:: Dataset items ::
Issue #262, opened 2024-02-28
Authenticating against Azure Container Registry (ACR) fails


ThorstenHans:
The current implementation does not work with Azure Container Registry (ACR). As the REST specification outlines, Microsoft returns the access token using the `access_token` field instead of a field called `token`.

Ref: https://learn.microsoft.com/en-us/rest/api/containerregistry/access-tokens/get-from-login?view=rest-containerregistry-2019-08-15&tabs=HTTP#get-access-token-with-username-and-password

Allowing deserialization from both fields would allow authentication with Azure Container Registry as well.

PR #263, opened 2024-02-28
Add support for authenticating against Azure Container Registry

ThorstenHans:
As described in #262 Azure Container Registry returns the access token using the `access_token` field instead of the `token` field. With this commit, the token could be fetched from both fields

### DIFF
--- a/src/v2/auth.rs
+++ b/src/v2/auth.rs
@@ -32,8 +32,9 @@ pub struct BearerAuth {
     refresh_token: Option<String>,
 }
 
+/// Used to support different response schemas of Bearer HTTP Authentication
 #[derive(Debug, Clone, Default, Deserialize)]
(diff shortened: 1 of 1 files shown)


ThorstenHans:
Upon further testing I discovered that Docker Hub returns both fields `token` and `access_token` in the response. I know that the name of the added struct (`AzureBearerAuth`) is not optimal. But using an intermediate struct allowed me to successfully authenticate against both Docker Hub and ACR.

vrutkovs:
cc @PratikMahajan

ThorstenHans:
Renamed the struct from `AzureBearerAuth` to `MultiTokenBearerAuth` which is a bit more meaningful

PratikMahajan (approved):

PR #176, opened 2024-01-08
add ServerConfig tags, export TLSClientAuth

michel-laterman:
## What does this PR do?

add ServerConfig tags, export TLSClientAuth

## Why is it important?

We want to enable mTLS args as part of elastic-agent's CLI. These args should be parsed and passed to fleet-server. YAML tags are needed to allow for serialization.

### DIFF
--- a/transport/tlscommon/server_config_test.go
+++ b/transport/tlscommon/server_config_test.go
@@ -38,7 +38,7 @@ func Test_ServerConfig_Serialization_ClientAuth(t *testing.T) {
 			},
 			CAs: []string{"/path/to/ca.crt"},
 		},
-		clientAuth: TLSClientAuthRequired,
+		clientAuth: TLSClientAuthNone, // NOTE the above config will be serialized with client_authentication: none
 	}, {
 		name: "no ca",
 		cfg: ServerConfig{
--- a/transport/tlscommon/server_config_test.go
+++ b/transport/tlscommon/server_config_test.go
@@ -24,11 +24,18 @@ import (
 	"gopkg.in/yaml.v2"
 )
 
+// variables so we can use pointers in tests
+var (
+	required = TLSClientAuthRequired
+	optional = TLSClientAuthOptional
+	none     = TLSClientAuthNone
+)
+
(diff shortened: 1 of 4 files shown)


transport/tlscommon/server_config_test.go
```diff
@@ -0,0 +1,81 @@
...
+		name: "with ca and client auth none",
+		cfg: ServerConfig{
+			Certificate: CertificateConfig{
+				Certificate: "/path/to/cert.crt",
+				Key:         "/path/to/cert.key",
+			},
+			CAs:        []string{"/path/to/ca.crt"},
+			ClientAuth: TLSClientAuthNone,
+		},
+		clientAuth: TLSClientAuthNone, // FIXME test fails, it serializes to required
```
michel-laterman, line 61: This test is failing because of the `omitempty` tag on the ClientAuth attribute of the struct.
`TLSClientAuthNone` corresponds with a zero value, so it will not be serialized if it is set in the struct.

If we remove the `omitempty` tag, the "with ca" unit test will fail (none will serialize, and the `Unpack` method will not insert the required val (current default when a CA is specified).
I can try to change ClientAuth to be a pointer value instead, so there is a difference between no value, and a none (0) val

transport/tlscommon/server_config_test.go
```diff
@@ -0,0 +1,82 @@
...
+	}{{
+		name: "with ca",
+		cfg: ServerConfig{
+			Certificate: CertificateConfig{
+				Certificate: "/path/to/cert.crt",
+				Key:         "/path/to/cert.key",
+			},
+			CAs: []string{"/path/to/ca.crt"},
+		},
+		clientAuth: TLSClientAuthNone, // NOTE the above config will be serialized with client_authentication: none
```
michel-laterman, line 41: I removed the `omitempty` from `ClientAuth`'s tags. This changed the behaviour when serializing a `ServerConfig` with `CAs` but no `ClientAuth` (Unpack no longer injects `required` on deserialization)

blakerouse (approved):
Looks good.

Thanks for all the additional testing.

PR #183, opened 2024-02-12
Add optimized ReadAll for http responses

rdner:
## What does this PR do?

1. When the body content length is known it's much faster to pre-allocated the entire buffer once.
2. When the length is unknown using `bytes.NewBuffer` + `io.Copy` is much faster.

Also, added benchmarks to prove the difference.

## Why is it important?

When we start using this function in main products it will significantly improve the performance.

## Checklist

## Benchmark

```
goos: darwin
goarch: arm64
pkg: github.com/elastic/elastic-agent-libs/transport/httpcommon
BenchmarkReadAll/size:_100/unknown_length/io.ReadAll-10                       	    1000	      1232 ns/op	     576 B/op	       3 allocs/op
BenchmarkReadAll/size:_100/unknown_length/bytes.Buffer+io.Copy-10         	    1000	      1219 ns/op	     224 B/op	       4 allocs/op

BenchmarkReadAll/size:_100/known_length/io.ReadAll-10                     	    1000	      1275 ns/op	     576 B/op	       3 allocs/op
BenchmarkReadAll/size:_100/known_length/bytes.Buffer+io.Copy-10           	    1000	      1206 ns/op	     176 B/op	       3 allocs/op

BenchmarkReadAll/size:_102400/unknown_length/io.ReadAll-10                	    1000	     60858 ns/op	  514405 B/op	      24 allocs/op
BenchmarkReadAll/size:_102400/unknown_length/bytes.Buffer+io.Copy-10      	    1000	      9833 ns/op	  106640 B/op	       8 allocs/op

BenchmarkReadAll/size:_102400/known_length/io.ReadAll-10                  	    1000	     44423 ns/op	  514401 B/op	      24 allocs/op
BenchmarkReadAll/size:_102400/known_length/bytes.Buffer+io.Copy-10        	    1000	      9229 ns/op	  106592 B/op	       7 allocs/op

BenchmarkReadAll/size:_1048576/unknown_length/io.ReadAll-10               	    1000	    474003 ns/op	 5241202 B/op	      33 allocs/op
BenchmarkReadAll/size:_1048576/unknown_length/bytes.Buffer+io.Copy-10     	    1000	     81912 ns/op	 1048722 B/op	       8 allocs/op

BenchmarkReadAll/size:_1048576/known_length/io.ReadAll-10                 	    1000	    457693 ns/op	 5241196 B/op	      33 allocs/op
BenchmarkReadAll/size:_1048576/known_length/bytes.Buffer+io.Copy-10       	    1000	     80061 ns/op	 1048674 B/op	       7 allocs/op
PASS
ok  	github.com/elastic/elastic-agent-libs/transport/httpcommon	1.543s
```

## Related issues

- Relates https://github.com/elastic/beats/issues/36151

### DIFF
--- a/transport/httpcommon/httpcommon.go
+++ b/transport/httpcommon/httpcommon.go
@@ -18,6 +18,10 @@
 package httpcommon
 
 import (
+	"bytes"
+	"errors"
+	"fmt"
+	"io"
 	"net/http"
 	"time"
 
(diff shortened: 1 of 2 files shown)


belimawr (approved):

amitkanfer:
❤️

cmacknz:
https://github.com/golang/go/issues/50774 appears to be the upstream Go issue tracking the inefficiency of `io.ReadAll` here. Linking it for future reference.

Quoting the explanation of what causes this:

> The underlying reason is that ReadAll() uses append to resize its buffer, which goes up by a factor of 1.25 (slightly more in latest Go, but asymptotically the same) each time.
> 
> One might measure these alternatives on various axes:
> 
> number of bytes allocated and freed
> max size of heap required to read a given size
> amount of copying while resizing
> percentage waste in returned buffer
>
> The current implementation is better on the last one, and much worse on all the others.
>
> append is designed to minimize space wasted at the end of the buffer

PR #187, opened 2024-02-25
Optimize clone method

Dhruvit96:
## What does this PR do?

This PR improves the performance of the Clone method for the M type in `mapstr` package.
It uses an inbuilt method for cloning maps which is more efficient.
ref: https://github.com/golang/go/issues/58740

## Why is it important?

This change is important as the Clone method is used before applying processors in the beats repo each time.
This small optimization will improve the performance of the Beats pipeline by a substantial margin.

## Checklist


Dhruvit96:
I've signed CLA.

faec:
Thanks for pointing this out! I'm setting up some benchmarks to see how this compares to the current version.

dhruvit-crest:
> Thanks for pointing this out! I'm setting up some benchmarks to see how this compares to the current version.

Thank you please let me know if I can help any way.

faec:
I've done some benchmarks and the results seem odd. All the CPU numbers are neutral-leaning-higher with the new code. I've taken profiles and confirmed that everything is using the new optimized stdlib, and it does save ~10% of copying time (~1% of overall cpu in the benchmarks I ran), but then it loses that time back in increased GC costs.

The reported CPU reduction in the stdlib change is more like 85%, so this is a pretty big mismatch. I'm going to do some more testing to try and track this down.

One thing to add to the PR, though: the baseline version of `Clone` always returns a non-nil result, even when called on `nil`, whereas your version returns nil, and that causes crashes since Filebeat assumes the return value is non-nil. (It maybe shouldn't, when cloning a nil pointer, but that's the current behavior.) To avoid any surprise crashes can you add a nil check on the input to explicitly return a non-nil empty map?

Dhruvit96:
Thanks @faec for looking into it, I'm curious about what tests you have run. So far I have only used Go's framework for benchmarking and pprof library. If you could point to articles or tools that you're using or referring to, it would be a great help to my learning.

Also thanks for pointing out behavior mismatch. I'll add a nil check to maintain the current behavior.

mauri870:
Closing this because our clone implementation has changed since this was proposed, so it is no longer relevant.

Some considerations:

- [maps.Clone](https://cs.opensource.google/go/go/+/go1.23.6:src/maps/maps.go;l=50) performs a shallow copy, meaning that modifying the cloned map will also modify the original map. Our doc comment for Clone does not explicitly state this (perhaps it should), but we rely on it performing a deep copy, where the resulting map holds no references to the original.
- With the [recent changes](https://github.com/elastic/elastic-agent-libs/blob/e11ce6b/mapstr/mapstr.go#L164), Clone is as fast as possible, essentially using a for loop with map assignments to a new map. Go provides [maps.Copy](https://cs.opensource.google/go/go/+/refs/tags/go1.23.6:src/maps/maps.go;l=62), which works similarly. Therefore, iterating over the map and copying its fields into a new map remains the most efficient approach.

PR #189, opened 2024-03-11
Add testing/certutil/ package for TLS test support

AndersonQ:
## What does this PR do?

Adds the `testing/certutil/` package providing on-the-fly generation of TLS certificate and root CA and a CLI to generate them as well.

## Why is it important?

The Elastic Agent and Bats need to configure TLS for testing. This provide an easy way to generate the needed certificates without duplicating code in the Elastic Agent and Beats repo

## Checklist

## Related issues

- Relates elastic/elastic-agent/issues/2247


leehinman:
I am strongly in favor of generating the CA & certs as needed for testing.  But do we need to write our own utility?

https://github.com/cloudflare/cfssl

Already does all of this, is go so we can embed in our tests, and has been around a while so most of the subtle X509 considerations have been addressed.

Downside is that we don't build up as much X509 knowledge in our team.  Thoughts?

AndersonQ:
> I am strongly in favor of generating the CA & certs as needed for testing. But do we need to write our own utility?
> 
> https://github.com/cloudflare/cfssl
> 
> Already does all of this, is go so we can embed in our tests, and has been around a while so most of the subtle X509 considerations have been addressed.
> 
> Downside is that we don't build up as much X509 knowledge in our team. Thoughts?

I was having a look at it. It feels overkill and I'd bet getting used to use it would not be much different than using what this PR adds. Also as you pointed, by building it ourselves we get some more knowledge in the team about how all the moving pieces get together.

Lastly, it's done already, the beats use a similar code that can, and should, be replaced by this new package. Just the work to replace this PR and instead use `github.com/cloudflare/cfssl` would not be worth.

leehinman (changes requested):

AndersonQ:
as discussed directly with @leehinman, the child certificate generation will be improved on another PR and use the `Certificate Request`

leehinman (approved):

PR #190, opened 2024-03-18
tlscommon: fix EC key decryption

AndersonQ:
## What does this PR do?

Fix how encrypted TLS certificate keys are handled. `x509.DecryptPEMBlock` returns a PEM block, and the code would assume it was not in PEM format and was re-encoding it into PEM, which would generate an invalid key.

## Why is it important?

Without the fix, it breaks when parsing a certificate key 

## Checklist

## Author's Checklist

- [ ]

## Related issues

- Relates https://github.com/elastic/elastic-agent/issues/2247
- Relates https://github.com/elastic/elastic-agent/issues/2248

### DIFF
--- a/transport/tlscommon/tls.go
+++ b/transport/tlscommon/tls.go
@@ -93,7 +93,6 @@ func LoadCertificate(config *CertificateConfig) (*tls.Certificate, error) {
 // and decrypt it with the provided password and  return the raw content.
 func ReadPEMFile(log *logp.Logger, s, passphrase string) ([]byte, error) {
 	pass := []byte(passphrase)
-	var blocks []*pem.Block
 
 	r, err := NewPEMReader(s)
 	if err != nil {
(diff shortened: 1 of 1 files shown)


cmacknz:
Needs a test

transport/tlscommon/tls.go
```diff
@@ -106,49 +105,49 @@ func ReadPEMFile(log *logp.Logger, s, passphrase string) ([]byte, error) {
...
-			blocks = append(blocks, &block)
+			// not in PEM format, encode it.
+			err = pem.Encode(buffer, &block)
+			if err != nil {
+				log.Errorf("Dropping encrypted pem block with private key, block type '%s' could not PEM encode it: %s", block.Type, err)
+				continue
+			}
 		default:
-			blocks = append(blocks, block)
+			// not encrypted and not in PEM format, encode it.
```
leehinman, line 138: Is this function only used for reading PEM encoded private keys?  The implementation suggests that, but the function name and signature don't.  If this were to read a PEM encoded certificate, you don't want to re-encode.

As it stands, I think the default case is trying to catch if they actually supplied a DER encoded private key.  If that is the case it is probably worth checking to see if `ParsePKIXPublicKey` works and to log at the warn level that DER format was provided but PEM format was expected.

leehinman (changes requested):
needs tests

AndersonQ:
`x509.DecryptPEMBlock` should receive a DER encoded key, not a PEM encoded. That way the key it returns will always be in DER format and we need to encode it as PEM. Thus the code is actually correct

PR #196, opened 2024-04-10
Add support for repacking and merging tls.Config structs

michel-laterman:
## What does this PR do?

Add support for the Unpack operation for tls.Config attributes that are specified as strings but stored as other values. The existing Unpack operations are limited to string only and these will cause issues when trying to merge previously unpacked structs.

## Why is it important?

We are tying to get fleet-server instances running in agent mode to reload its output block using values retrieved from the policy. See [the pr](https://github.com/elastic/fleet-server/pull/3411)
Merging the changed output value into the existing config is needed to support this.
However we are running into an error string `verification mode must be an identifier accessing 'inputs.0.server.ssl.verification_mode' accessing 'inputs.0.server.ssl'` that occurs because we are working with structs that have been already unpacked.
The types that cause issue are those that are serialized as a string but represented in the struct as a numeric value.

## Checklist

- ~~I have commented my code, particularly in hard-to-understand areas~~

## Related issues

- Relates https://github.com/elastic/elastic-agent/issues/2784

### DIFF
--- a/transport/tlscommon/types.go
+++ b/transport/tlscommon/types.go
@@ -159,28 +159,37 @@ func (m TLSVerificationMode) MarshalText() ([]byte, error) {
 	return nil, fmt.Errorf("could not marshal '%+v' to text", m)
 }
 
-// Unpack unpacks the string into constants.
+// Unpack unpacks the input into a TLSVerificationMode.
 func (m *TLSVerificationMode) Unpack(in interface{}) error {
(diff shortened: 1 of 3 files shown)


jlind23:
@pierrehilbert this is pending on the Elastic Agent team, can we get some traction please?

faec (approved):

PR #198, opened 2024-04-16
Add both uint64 and int64 to tlscommon types unpack methods

michel-laterman:
## What does this PR do?

Add `int64` support to unpack methods which only supported `uint64`

## Why is it important?

We see the error message
```
tls renegotation support is an unknown type: int64 accessing 'output.elasticsearch.ssl.renegotiation'
```
in our snapshots.

## Checklist

## Related issues

-

### DIFF
--- a/transport/tlscommon/server_config_test.go
+++ b/transport/tlscommon/server_config_test.go
@@ -173,3 +173,80 @@ func Test_ServerConfig_Repack(t *testing.T) {
 		})
 	}
 }
+
+func Test_ServerConfig_RepackJSON(t *testing.T) {
+	tests := []struct {
+		name string
+		json string
+		auth *TLSClientAuth
+	}{{
+		name: "with client auth",
+		json: `{
+    "enabled": true,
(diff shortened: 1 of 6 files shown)


cmacknz:
Needs tests

cmacknz:
(no tests is why we didn't catch this initially)

michel-laterman:
Not sure how the fleet-server is reading/unserializing the policies from es; the `Test*Repack` tests added previously didn't trigger this

transport/tlscommon/server_config_test.go
```diff
@@ -173,3 +173,80 @@ func Test_ServerConfig_Repack(t *testing.T) {
 		})
 	}
 }
+
+func Test_ServerConfig_RepackJSON(t *testing.T) {
```
michel-laterman, line 177: I'm not sure if we encounter json serialization in the error we observed but i've added tests in case that is the issue.
I've also added Unpack unit tests to all the types

cmacknz (approved):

:: What you need to do ::
Please give the number of lines in the data above that hold "provided", and write nothing else.

:: Answer section ::
2